**PROVIDED INFORMATION**:
PR #5017, opened 2022-07-18
BF: pip install error for conda envs

davidmwatson:
`setup.cfg` was changed to remove redundant version constraints ( #4968 ), but `setup.py` still contains reference to old name for pyqt5 package during check for conda environments. This results in an error when attempting to pip install in a conda environment. Updating the name in `setup.py` seems to fix the issue.

### DIFF
--- a/setup.py
+++ b/setup.py
@@ -38,7 +38,7 @@ if 'CONDA_PREFIX' in os.environ:
 # `pyqt` package should be installed via conda instead
 # cf. https://github.com/ContinuumIO/anaconda-issues/issues/1554
 if 'CONDA_PREFIX' in os.environ:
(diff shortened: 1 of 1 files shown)


peircej:
@davidmwatson thanks. I've noticed that your fix refers to changing a name in setup.cfg but what you've done is remove the unnecessary version requirement. Jus tchecking there wasn't an additional change that was missed from the pull request?

davidmwatson:
Yes, the `setup.cfg` was changed previously by someone else to remove the version requirement, but this meant it didn't match the name in the `setup.py` file anymore, which resulted in an error when trying to run the setup. I've just updated `setup.py` so that it matches the details in `setup.cfg`.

**DESCRIPTION OF THE TASK**: With the data above as the source, tally the lines that include the string "package", and give that figure alone.

**ANSWER FOR THE TASK**: 2